Dealing with the Noisy Trading Days

Let’s say you have developed a trading system that works well on quiet days.  What next?  There are a couple of ways to go:

(i) Deploy the model only on quiet trading days; stay out of the market on volatile days; or

(ii) Develop a separate trading system to handle volatile market conditions.

Which approach is better?  It is likely that the system you develop for trading quiet days will outperform any system you manage to develop for volatile market conditions.  So, arguably, you should simply trade your best model when volatility is muted and avoid trading at other times.  Any other solution may reduce the overall risk-adjusted return.  But that isn’t guaranteed to be the case – and, in fact, I will give an example of systems that, when combined, will in practice yield a higher information ratio than any of the component systems.

Deploying the Trading Systems

The astute reader is likely to have noticed that I have “cheated” by using forward information in the model development process.  In building a trading system based only on data drawn from low-volatility days, I have assumed that I can somehow know in advance whether the market is going to be volatile or not, on any given day.  Of course, I don’t know for sure whether the upcoming session is going to be volatile and hence whether to deploy my trading system, or stand aside.  So is this just a purely theoretical exercise?  No, it’s not, for the following reasons.

The first reason is that, unlike the underlying asset market, the market volatility process is, by comparison, highly predictable.  This is due to a phenomenon known as “long memory”, i.e. very slow decay in the serial autocorrelations of the volatility process.  What that means is that the history of the volatility process contains useful information about its likely future behavior.  [There are several posts on this topic in this blog – just search for “long memory”].  So, in principle, one can develop an effective system to forecast market volatility in advance and hence make an informed decision about whether or not to deploy a specific model.

But let’s say you are unpersuaded by this argument and take the view that market volatility is intrinsically unpredictable.  Does that make this approach impractical?  Not at all.  You have a couple of options:

You can test the model built for quiet days on all the market data, including volatile days.  It may perform acceptably well across both market regimes.

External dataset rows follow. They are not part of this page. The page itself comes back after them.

PR #546, opened 2022-05-24
feat: update and add hooks

mr-tz:
also brings in some ideas from #307

### DIFF
--- a/floss/main.py
+++ b/floss/main.py
@@ -130,6 +130,7 @@ def make_parser(argv):
         "-n",
         "--minimum-length",
         dest="min_length",
+        type=int,
         default=MIN_STRING_LENGTH,
         help="minimum string length",
     )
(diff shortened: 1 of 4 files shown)


scripts/render-ida-import-script.py
```diff
@@ -72,7 +72,7 @@ def AppendComment(ea, string, repeatable=False):
     else:
         if string in current_string:  # ignore duplicates
             return
-        cmt = string + "\\n" + string
+        cmt = current_string + "\\n" + string
```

For example, here are the results of a backtest of the model described above on all the market data, including volatile and quiet periods, from 2004-2015.  While the performance characteristics are not quite as good, overall the strategy remains very attractive.

Fig 5

Fig 6

 

Another approach is to develop a second model for volatile days and deploy both low- and high-volatility regime models simultaneously.  The trading systems will interact (if you allow them to) in a highly nonlinear and unpredictable way.  It might turn out badly – but on the other hand, it might not!  Here, for instance, is the result of combining low- and high-volatility models simultaneously for the Emini futures and running them in parallel.  The result is an improvement (relative to the low volatility model alone), not only in the annual rate of return (21% vs 17.8%), but also in the risk-adjusted performance, profit factor and average trade.

Fig 7

Fig 8

 

CONCLUSION

Separating the data into multiple subsets representing different market regimes allows the system developer to amplify the signal:noise ratio, increasing the effectiveness of his alpha factors. Potentially, this allows important features of the underlying market dynamics to be captured in the model more easily, which can lead to improved trading performance.

Models developed for different market regimes can be tested across all market conditions and deployed on an everyday basis if shown to be sufficiently robust.  Alternatively, a meta-strategy can be developed to forecast the market regime and select the appropriate trading system accordingly.

Finally, it is possible to achieve acceptable, or even very good results, by deploying several different models simultaneously and allowing them to interact, as the market moves from regime to regime.